Controversial Ball Company Files For Bankruptcy

 

Polara Golf, a company that has gone to war with the USGA and won, filed for Chapter 11 Bankruptcy Protection earlier this month. 

 

Best known for its irregular dimple pattern, which its engineers claimed allowed the ball to fly up to 50% straighter than other balls on the market, Polara has been around for more than four decades. 

The news of the bankruptcy filing was broken by Rebecca Cooper of the Washington Business Journal


The Merrifield company — whose legal name is Aero-X Golf Inc. — has less than $1 million in assets and nearly $3 million in liabilities, according to a Chapter 11 petition filed Dec. 13 in U.S. Bankruptcy Court for the Eastern District of Virginia.

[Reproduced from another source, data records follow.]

PR #825, opened 2026-08-29
ci: add fast and full PR validation lanes

Shahroz16:
## Summary
- remove duplicate feature-branch push runs while retaining PR, main, and beta validation
- gate sample distribution, Maestro E2E, binary size, snapshot publishing, and AGP compatibility behind `ci:full`
- preserve release-published sample builds and scheduled/manual E2E
- isolate unrelated label events so they cannot cancel a requested full run

## Validation
- `./gradlew assembleDebug` succeeded (377 tasks)
- repository binary validation and Kotlin lint hooks passed
- changed workflow YAML passes differential Actionlint validation
- no release or deploy workflow changed

### DIFF
--- a/.github/scripts/validate-release-policy.sh
+++ b/.github/scripts/validate-release-policy.sh
@@ -55,9 +55,15 @@ while IFS= read -r -d '' commit_message; do
   fi
 done < "$commit_messages_file"
 
+full_validation=false
+requires_full_label=false
+
+if [[ "$pr_release" == 'true' || "$commit_release" == 'true' || "${CI_FULL:-false}" == 'true' ]]; then
+  full_validation=true
+fi
+
 if [[ "$commit_release" == 'true' && "$pr_release" != 'true' && "${CI_FULL:-false}" != 'true' ]]; then
-  echo "::error::This PR contains a release-bearing commit, but its PR title/body is non-release. Retitle it with fix:, feat:, perf:, revert:, or a breaking-change marker, or apply ci:full, so release validation runs before merge."
-  exit 1
+  requires_full_label=true
 fi
 
 if [[ ("$pr_release" == 'true' || "$commit_release" == 'true') && ("$HEAD_REPOSITORY" != "$TARGET_REPOSITORY" || "$PR_AUTHOR" == 'dependabot[bot]') ]]; then
@@ -65,4 +71,17 @@ if [[ ("$pr_release" == 'true' || "$commit_release" == 'true') && ("$HEAD_REPOSI
   exit 1
 fi
 
-echo "Release validation policy satisfied (pr_release=$pr_release, commit_release=$commit_release)."
+if [[ -n "${GITHUB_OUTPUT:-}" ]]; then
+  {
+    echo "pr_release=$pr_release"
+    echo "commit_release=$commit_release"
+    echo "full_validation=$full_validation"
+    echo "requires_full_label=$requires_full_label"
+  } >> "$GITHUB_OUTPUT"
+fi
+
+if [[ "$requires_full_label" == 'true' ]]; then
+  echo "::notice::A release-bearing commit was detected behind a non-release PR title. The semantic PR helper will apply ci:full automatically."
+fi
+
+echo "Release validation policy satisfied (pr_release=$pr_release, commit_release=$commit_release, full_validation=$full_validation)."
--- a/.github/scripts/validate-release-policy.sh
+++ b/.github/scripts/validate-release-policy.sh
@@ -66,7 +66,9 @@ if [[ "$commit_release" == 'true' && "$pr_release" != 'true' && "${CI_FULL:-fals
   requires_full_label=true
 fi
 
-if [[ ("$pr_release" == 'true' || "$commit_release" == 'true') && ("$HEAD_REPOSITORY" != "$TARGET_REPOSITORY" || "$PR_AUTHOR" == 'dependabot[bot]') ]]; then
+if [[ "${ENFORCE_TRUSTED_RELEASE:-true}" == 'true' &&
+  ("$pr_release" == 'true' || "$commit_release" == 'true') &&
+  ("$HEAD_REPOSITORY" != "$TARGET_REPOSITORY" || "$PR_AUTHOR" == 'dependabot[bot]') ]]; then
   echo "::error::Release-bearing PRs require secret-dependent validation from a trusted repository branch. Recreate or update this change on an internal branch before merge."
   exit 1
 fi
--- a/.github/scripts/validate-release-policy.sh
+++ b/.github/scripts/validate-release-policy.sh
@@ -1,0 +1,68 @@
+#!/usr/bin/env bash
+set -euo pipefail
+
+: "${PR_TITLE:?PR_TITLE is required}"
+: "${BASE_SHA:?BASE_SHA is required}"
+: "${HEAD_SHA:?HEAD_SHA is required}"
+: "${HEAD_REPOSITORY:?HEAD_REPOSITORY is required}"
+: "${TARGET_REPOSITORY:?TARGET_REPOSITORY is required}"
+: "${PR_AUTHOR:?PR_AUTHOR is required}"
+
+is_release_message() {
+  local message="$1"
+  local header
+  header=$(sed -n '/[^[:space:]]/{p;q;}' <<< "$message")
+
+  case "$header" in
+    fix:*|fix\(*|feat:*|feat\(*|perf:*|perf\(*|revert:*|revert\(*|Revert\ \"*)
+      return 0
+      ;;
+  esac
+
+  if grep -Eq '^[[:alpha:]]+(\([^)]*\))?!:' <<< "$header"; then
+    return 0
+  fi
+
+  if grep -Eq '(^|[[:space:]])(BREAKING CHANGES?:|BREAKING-CHANGE:)' <<< "$message"; then
+    return 0
+  fi
+
+  if grep -Eq '(^|[[:space:]])This reverts commit[[:space:]]' <<< "$message"; then
+    return 0
+  fi
+
+  return 1
+}
+
+pr_message="$PR_TITLE"$'\n\n'"${PR_BODY:-}"
+pr_release=false
+commit_release=false
+
+if is_release_message "$pr_message"; then
+  pr_release=true
+fi
+
+git cat-file -e "$BASE_SHA^{commit}"
+git cat-file -e "$HEAD_SHA^{commit}"
+commit_messages_file=$(mktemp)
+trap 'rm -f "$commit_messages_file"' EXIT
+git log --format='%B%x00' "$BASE_SHA..$HEAD_SHA" > "$commit_messages_file"
+
+while IFS= read -r -d '' commit_message; do
+  if is_release_message "$commit_message"; then
+    commit_release=true
+    break
+  fi
+done < "$commit_messages_file"
+
+if [[ "$commit_release" == 'true' && "$pr_release" != 'true' && "${CI_FULL:-false}" != 'true' ]]; then
+  echo "::error::This PR contains a release-bearing commit, but its PR title/body is non-release. Retitle it with fix:, feat:, perf:, revert:, or a breaking-change marker, or apply ci:full, so release validation runs before merge."
+  exit 1
+fi
+
+if [[ ("$pr_release" == 'true' || "$commit_release" == 'true') && ("$HEAD_REPOSITORY" != "$TARGET_REPOSITORY" || "$PR_AUTHOR" == 'dependabot[bot]') ]]; then
+  echo "::error::Release-bearing PRs require secret-dependent validation from a trusted repository branch. Recreate or update this change on an internal branch before merge."
+  exit 1
+fi
+
+echo "Release validation policy satisfied (pr_release=$pr_release, commit_release=$commit_release)."
--- a/.github/scripts/validate-release-policy.sh
+++ b/.github/scripts/validate-release-policy.sh
@@ -4,10 +4,6 @@ set -euo pipefail
 : "${PR_TITLE:?PR_TITLE is required}"
 : "${BASE_SHA:?BASE_SHA is required}"
 : "${HEAD_SHA:?HEAD_SHA is required}"
-: "${HEAD_REPOSITORY:?HEAD_REPOSITORY is required}"
-: "${TARGET_REPOSITORY:?TARGET_REPOSITORY is required}"
-: "${PR_AUTHOR:?PR_AUTHOR is required}"
-
 is_release_message() {
   local message="$1"
   local header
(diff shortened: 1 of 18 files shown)


Shahroz16:
## Follow-up: Android compatibility, teardown, and CI decision

I investigated the failures rather than suppressing or retrying them.

### Compatibility decision

This SDK currently uses compileSdk/targetSdk 36, AGP 8.9.3, Kotlin 2.1.21, AndroidX Core 1.17.0, and Gradle 8.11.1. Android's compatibility table puts API 36's minimum at AGP 8.9.1; AGP 8.9 requires Gradle 8.11.1; AndroidX Core 1.17 requires Kotlin Gradle Plugin 2.0 or newer.

The old compatibility script returned success immediately for every requested `8.*` AGP version. The four jobs named AGP 8.0 and 8.6.1 therefore rebuilt the repository default, AGP 8.9.3, without testing the claimed versions. That was false coverage.

Decision:

- test the actual supported floor, AGP 8.9.1 with Gradle 8.11.1
- keep both Groovy and Kotlin DSL consumer builds
- compile both consumers in one Gradle invocation so shared SDK modules are built once
- rely on the normal full sample build for the current AGP 8.9.3 configuration
- do not downgrade AndroidX or Kotlin to preserve an unsupported compatibility label

References: [Android API and AGP minimums](https://developer.android.com/build/releases/about-agp), [AGP 8.9 compatibility](https://developer.android.com/build/releases/agp-8-9-0-release-notes), [AndroidX Core 1.17](https://developer.android.com/jetpack/androidx/releases/core#1.17.0).

### Why the instrumentation test was breaking

The baseline Kotlin Compose instrumentation job failed twice, then passed on its third attempt. `MemoryLeakageInstrumentedTest` cleared the SDK dependency graph while queued in-app work was still running. An OkHttp dispatcher then tried to resolve `AndroidSDKComponent` from the already-reset graph and crashed with `AndroidSDKComponent is not initialized`.

The fix gives SDK coroutine scopes one parent lifecycle, while each returned scope remains independently cancellable. Teardown now cancels and joins SDK-owned work before resetting DI, and Data Pipelines is shut down first. Regression tests cover both global shutdown and one-scope isolation. This follows Kotlin's structured-concurrency ownership model. No sleeps or retries were added. Reference: [Kotlin coroutine scope and cancellation](https://kotlinlang.org/docs/coroutines-basics.html#scope-builder-and-concurrency).

### Cleanup and measured result

- removed unused Ruby/Bundler and `sd` setup
- removed duplicate manual Gradle caching because `setup-gradle` owns Gradle User Home caching
- reused the repository Android setup action
- removed compile-only workspace credentials
- reduced four fake compatibility jobs to one real compatibility job
- bounded unit-test jobs at 20 minutes after one hosted worker hung; its targeted diagnostic rerun passed in 4:31 and the final Messaging In-App job passed in 3:51

Measured snapshot plus compatibility lane from GitHub job timestamps:

- before: 23.4 runner-minutes, 12:09 wall time ([run](https://github.com/customerio/customerio-android/actions/runs/33278229418))
- after: 14.6 runner-minutes, 14:38 wall time ([run](https://github.com/customerio/customerio-android/actions/runs/33284004096))
- runner load reduction: 37.7%

The optional `ci:full` lane is 2:29 longer wall-clock because it now performs real AGP 8.9.1 release builds instead of instant-success compatibility checks. I am not counting that as a speed win. The default PR lane remains the fast path.

Final validation:

- exact local AGP 8.9.1 and Gradle 8.11.1 combined release build passed
- format, lint, ShellCheck, Actionlint, `assembleDebug`, and API check passed
- full Messaging In-App unit and JaCoCo reruns passed locally
- four consecutive hosted Kotlin Compose instrumentation passes after the lifecycle fix
- final [full test workflow](https://github.com/customerio/customerio-android/actions/runs/33284004088), [Maestro smoke flow](https://github.com/customerio/customerio-android/actions/runs/33284004094), and all PR checks passed

### Outdated-action follow-up

The hosted logs also show Node 20 deprecation warnings and HTTP 400 Gradle-cache restores. The repository already has Dependabot PR #629 for action majors, but it is stale, conflicted, and covers shared actions used by deployment. I deliberately did not mix an unvalidated release-runtime migration into this CI PR. The next isolated maintenance change should replace that PR with current pinned action versions and compare cache-hit rates before and after. GitHub has moved actions to Node 24: [GitHub runner notice](https://github.blog/changelog/2025-09-19-deprecation-of-node-20-on-github-actions-runners/).

Snapshot publication behavior and stable release/deploy workflows are unchanged.

Shahroz16:
## Revised CI decision after correctness review

Exact head: `b49fd78`

The review feedback was correct: semantic-release intent is not a correctness boundary. A `chore:`, `ci:`, or dependency PR can break Gradle, public API, native consumers, SDK size, or sample apps. This head keeps those checks automatic.

- Unit, instrumentation, API, lint, binary-size, and supported AGP-floor sample builds remain ordinary PR correctness checks.
- The AGP 8.9.1 floor now performs one real combined Linux build of both Groovy and Kotlin DSL sample consumers. It no longer reports four false compatibility greens.
- The repository wrapper owns Gradle execution and caching. The unused standalone Gradle installation was removed.
- `ci:full` gates Maestro end-to-end coverage. Schedules and manual dispatch remain available.
- PR title and commit semantics control only snapshot publication and signed sample distribution side effects.
- Stable SDK release and deploy workflows are unchanged.

This PR has no `ci:full` label. Its commit range contains `fix:`, so release-side snapshot and sample distribution ran automatically, while Maestro skipped as designed. Final hosted result: **36 successful, 2 intentional skips, 1 neutral, 0 failures**. The real AGP compatibility build passed in **8m27s**, and all unit and API-31 instrumentation cells passed.

The controlled before-and-after validation reduced snapshot plus compatibility runner usage from **23.4 to 14.6 minutes, 37.7%**, while replacing false compatibility checks with real builds. Cache variability put the final head at 15m53s for those two jobs, so the percentage is not being presented as every-run wall time.

Claude Code Opus rejected the earlier semantic lane split, then returned **APPROVE** after correctness became automatic and path-based. All changed workflows pass actionlint and the final hosted head is green.

.github/scripts/validate-release-policy.sh
```diff
@@ -0,0 +1,89 @@
+#!/usr/bin/env bash
```
mrehan27, line 1: **P2** — this script and `reusable-release-policy.yml` are byte-identical across all five SDK repos (sha256 match), with nothing keeping them in sync. `customerio/mobile-ci-tools` already hosts shared reusable workflows — this change calls one. Moving it there is mechanical with zero drift today; after merge, every policy fix becomes a five-repo change.

.github/workflows/maestro-e2e.yml
```diff
@@ -29,11 +30,37 @@ on:
...
+
+  # Metadata edits rerun full so a newer skipped check cannot replace a failure.
   prepare:
     name: Select Android suites
+    needs: release_policy
+    if: >-
+      always() &&
+      (vars.MOBILE_E2E_ENABLED == 'true' || github.event_name == 'workflow_dispatch') &&
+      (github.event_name != 'pull_request' ||
+      ((github.event.action == 'edited' ||
```
mrehan27: **P2** — `github.event.action == 'edited' || github.event.action == 'labeled'` forces the full lane regardless of classification, so a title typo fix or any unrelated label runs the expensive lane on a non-release PR. Gating `labeled` on `github.event.label.name == 'ci:full'` keeps the intent without that case.

.github/workflows/maestro-e2e.yml
```diff
@@ -29,11 +30,37 @@ on:
 
 concurrency:
   group: maestro-android-${{ github.ref }}
-  cancel-in-progress: true
+  cancel-in-progress: ${{ github.event_name == 'pull_request' }}
```
mrehan27, line 40: **P2** — concurrency policy diverges across the five repos:

- android: `cancel-in-progress: ${{ github.event_name == 'pull_request' }}`
- ios, flutter: same, plus `|| startsWith(github.ref, 'refs/heads/feature/')`
- reactnative: ungated `cancel-in-progress: true`
- expo-plugin: both forms, in the same PR

Worth converging, or a comment if the differences are deliberate.

mrehan27 (commented):
Cross-repo review — the same change across five repos.

The lane gating looks right: omitting `always()` so a skipped `prepare` transitively blocks E2E, and moving the dependabot guard to `github.event.pull_request.user.login` (on a `labeled` event `github.actor` is the labeler, not the author).

Main ask: the release-policy script and reusable workflow are byte-identical in all five repos today (sha256 match), so extracting them to `mobile-ci-tools` is free now and a five-repo change after merge.

.github/workflows/build-sample-apps.yml
```diff
@@ -1,19 +1,42 @@
...
+  pull_request:
+    types: [opened, synchronize, reopened, edited, labeled]
   push:
     branches: [ main, feature/* ]
   release: # build sample apps for every git tag created. These are known as "stable" builds that are suitable for people outside the mobile team. 
     types: [ published ]
+  workflow_dispatch:
 
 concurrency: # cancel previous workflow run if one exists. 
   group: ${{ github.workflow }}-${{ github.ref }}
```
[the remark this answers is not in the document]
Shahroz16: Fixed in `8ab60277` across all three affected workflows. Unrelated labels and body-only edits now use a separate `metadata` concurrency group, so they cannot cancel an in-flight `ci:full` sample distribution, snapshot publication, or Maestro run. `ci:full`, title/base changes, and new commits remain in `validation`, preserving cancellation of genuinely stale work. `actionlint` passes, and the corrected cross-repository event model received an explicit Opus approval.

.github/workflows/maestro-e2e.yml
Shahroz16: Addressed on current head `8ab60277`. A bare metadata event no longer requests the full lane: release classification still controls eligibility, `ci:full` must be the label that fired the labeled event, and unrelated labels/body edits are isolated in the `metadata` concurrency group.

.github/workflows/reusable_build_sample_apps.yml
```diff
@@ -102,8 +102,7 @@ jobs:
           echo "BRANCH_NAME=${{ github.head_ref || github.ref_name }}" >> $GITHUB_ENV
           COMMIT_HASH="${{ github.event_name == 'pull_request' && github.event.pull_request.head.sha || github.sha }}"
           echo "COMMIT_HASH=${COMMIT_HASH:0:7}" >> $GITHUB_ENV
-          # Get the latest tag, making sure we get all tags with --tags flag (in case tag was just created)
-          git fetch --tags
```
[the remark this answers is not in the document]
Shahroz16: Addressed on the current head. `git fetch --tags` is explicitly restored in the Capture Git Context step before `git describe`, so the workflow does not rely on checkout's tag behavior.

.github/scripts/validate-release-policy.sh
Shahroz16: Agreed that five copies create drift risk. I am deliberately not extracting this classifier in these PRs because it gates signed/published side effects, and moving it immediately to the existing mutable shared-workflow dependency would enlarge the blast radius of a policy change. The safe follow-up is to version and pin the shared policy, canary one SDK, then migrate the other callers. For this rollout the local copies are byte-identical and fixture-tested.

.github/workflows/maestro-e2e.yml
Shahroz16: Reviewed across all five SDKs. The PR cancellation contract is consistent, including the new `metadata` versus `validation` isolation. The remaining `cancel-in-progress` syntax differs because non-PR trigger scope differs: iOS/Flutter retain cancellation for feature-branch pushes, Android preserves non-PR sample/release runs, Expo's full wrapper is PR-only, and React Native preserves scheduled/manual/reusable E2E. Converging the surface syntax here would change existing non-PR behavior.

.github/workflows/snapshot-release.yml
```diff
@@ -1,13 +1,50 @@
...
+  # ci:full run. They share a separate group from meaningful validation events.
+  group: >-
+    ${{ github.workflow }}-${{ github.ref }}-${{
+      github.event_name == 'pull_request' &&
+      ((github.event.action == 'labeled' && github.event.label.name != 'ci:full') ||
+      (github.event.action == 'edited' &&
+      github.event.changes.title.from == '' &&
+      github.event.changes.base.ref.from == '')) &&
+      'metadata' || 'validation'
+    }}
```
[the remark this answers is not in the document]
Shahroz16: Confirmed, and intentionally retained as the fail-closed tradeoff. A metadata run re-executes this Linux correctness job honestly; skipping the same-named job on the same SHA could replace a real failed check in the checks summary with a passing skip. Metadata events are rare and bounded to one concurrent group. Opus verified that no required-status-check rule exists today, so this protects the visible result and future gating rather than a current hard merge gate. A later split of correctness and publication into separate workflows can remove the duplicate without that masking risk.

.github/workflows/build-sample-apps.yml
```diff
@@ -1,19 +1,50 @@
...
-  cancel-in-progress: true
+  # Unrelated labels and body-only edits must not cancel an in-flight release or
+  # ci:full run. They share a separate group from meaningful validation events.
+  group: >-
+    ${{ github.workflow }}-${{ github.ref }}-${{
+      github.event_name == 'pull_request' &&
+      ((github.event.action == 'labeled' && github.event.label.name != 'ci:full') ||
+      (github.event.action == 'edited' &&
+      !github.event.changes.title &&
+      !github.event.changes.base)) &&
```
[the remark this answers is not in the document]
Shahroz16: Addressed on current head `6baf088c`. Although GitHub's loose null/empty comparison already made the prior body-only guard fail closed, all edited-event guards now use explicit `changes.title != null || changes.base != null` booleans, matching the concurrency predicate exactly. Body-only edits cannot start distribution/publish jobs; title edits and base retargets can replace full work only when release policy or `ci:full` qualifies the PR. `actionlint` passes and Opus approved the aligned truth table.

mahmoud-elmorabea (approved):

mahmoud-elmorabea:
- AGP pinned at 8.9.1 in the workflow while Versions.kt default is 8.9.3; nothing ties them together, and Versions.kt still says to keep the workflow in sync.
- Gating snapshot publish behind full removes per-PR branch-SNAPSHOT artifacts that wrapper testing has used
- release_policy / classify runs twice (two callers, each a fetch-depth: 0 clone).

Shahroz16:
Addressed the review feedback in b57dcdd6.\n\n- Restored branch SNAPSHOT publication for every internal, non-documentation PR. Wrapper SDK consumers no longer depend on release naming or ci:full to receive the PR artifact.\n- Removed the second release-policy classification and full-history checkout from this workflow.\n- Clarified that AGP 8.9.3 is the repository default while AGP 8.9.1 plus Gradle 8.11.1 is the explicit compileSdk 36 compatibility floor.\n- Split job concurrency so a multi-module Maven upload cannot be canceled halfway through and expose a mixed SNAPSHOT. Superseded compatibility builds remain cancelable.\n- Preserved base-retarget validation while skipping title-only and body-only edits.\n\nHosted proof: [snapshot publication and AGP-floor sample builds both passed](https://github.com/customerio/customerio-android/actions/runs/33562063003).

Polara makes unusually dimpled golf balls the company says will help correct a golfer’s slice by as much as 50 percent. It makes no bones about it: The company’s brand of “ultimate straight” balls are printed with an arrow showing players how to line up the ball for the maximum chance of a perfectly straight drive.

The balls have a checkered history. Polara’s inventors patented their first version in 1974 and began selling the ball in 1977. The U.S. Golf Association wouldn’t approve the ball for use in tournaments, however, prompting Polara to sue the association.

The case stretched on for seven years, until the USGA settled the case and agreed to pay Polara $1.4 million to remove it from the market.

But in 2005, a new company bought the rights to the original Polara design and began producing it again. Aero-X Golf purchased the rights in 2009 and improved the design, introducing the “ultimate straight” and the “super straight” balls in 2010, according to Polara’s website.

The balls received a lot of press in the ensuing year as recreational golfers tried them out. Sales surged at the beginning; multiple media outlets reported Polara Golf’s computer servers crashed after the product was announced because of too many orders.

 

While golf purists could not abide the high-tech balls, Polara argued it could help speed up the game, not to mention provide more enjoyment for amateur players.

The bankruptcy case is related to a dispute with one of the company’s former executives. The largest claim is a $1.3 million judgment owed to David Felker, who was listed as the chief executive of Polara in articles about its products from 2011 through 2013. A San Diego County court ordered Aero-X to pay the judgment amount after arbitration, according to the company’s bankruptcy attorney Stephen Metz. The Chapter 11 documents list Steven Lebischak and Louis Green as the current directors of the corporation.

The judgment was “essentially the claim that forced the company into bankruptcy,” Metz said.

Polara has not been able to sell its golf balls online for the past few months after an order related to the Felker judgment led to the shutdown of Polara’s e-commerce site. Metz said the company is working to reverse that order and reopen online sales through the Chapter 11 process.

“The goal is to remain in business, remain operational, continue to sell golf balls and restructure the debt,” Metz said.

 

The next largest claim is for $1 million from Foremost Golf Manufacturing in Taiwan, according to the filings.